しかし、時が経つにつれ、インターネットは実際に革命的なものとなった。それは世界を見違えるほど変え、新たな産業や巨大なリーダー企業を生み出した。同じように、AIもテクノロジー業界や他の分野に新たな息吹を吹き込み(以前の記事『テクノロジーの未来を変えるAIチャットボット』ご参照)、多くの企業はAIを駆使した製品をいかに導入・供給すべきか検討する可能性がある。最初の波では、テクノロジーを実現する「イネーブラー」(不可欠な材料、製品、サービスをリーダーへ供給する企業)が人気を集めるだろう。だが、そのテクノロジーを通じて実際に利益を生み出すことができる企業はごく少数にとどまりそうだ。場合によっては、ヘルスケアの研究開発など(以前の記事『ヘルスケアにおけるAI導入は、投資家にとってどのような意味を持つか?』ご参照)、AIを活用した製品がコモディティ化すれば、個々の企業にとって付加価値をつけにくくなる可能性もある。AIのテクノロジーを実現する一部のイネーブラー企業はバリュエーションが高くてもなお価値があるかもしれないが、株式投資家は、生成AIがビジネスにもたらす広範な影響を予想する際には、かなり慎重になるべきだとABでは考える。

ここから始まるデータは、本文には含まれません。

PR #13530, opened 2025-01-20
chore: use `goog:` prefix for BiDi+ commands

sadym-chromium:
Addressing https://github.com/GoogleChromeLabs/chromium-bidi/issues/2841

### DIFF
--- a/packages/puppeteer-core/src/bidi/Connection.ts
+++ b/packages/puppeteer-core/src/bidi/Connection.ts
@@ -15,7 +15,11 @@ import {debugError} from '../common/util.js';
 import {assert} from '../util/assert.js';
 
 import {BidiCdpSession} from './CDPSession.js';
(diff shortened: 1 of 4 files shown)


packages/puppeteer-core/src/bidi/Connection.ts
```diff
@@ -141,9 +141,11 @@ export class BidiConnection
           return;
         case 'event':
           if (isCdpEvent(object)) {
+            // Remove `goog:` prefix from BiDi+ events.
+            const eventName = object.params.event.replaceAll('goog:', '');
```
Lightning00Blade: I don't think this line is needed. The event should be the raw CDP name.
The prefixed with `goog:cdp.` is on the method object.

sadym-chromium: good point! Removed

Lightning00Blade (approved):
LGTM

アクティブ投資の投資家は、常に企業の本質的なビジネスに焦点を当てるべきである。少数の銘柄が急騰するような市場環境では、群集心理に従いたくなるものだ。しかし、AIに対する熱気が投資環境の歴史的な変化とともに進んでいる今は、規律ある投資が何より重要であるとABでは考える。幅広いセクターにおいて、企業がどのように長期的にビジネスを成長させるかに戦略的な焦点を当て続けることが、今とはまったく異なる未来に向けて株式投資を成功させるカギを握っているだろう。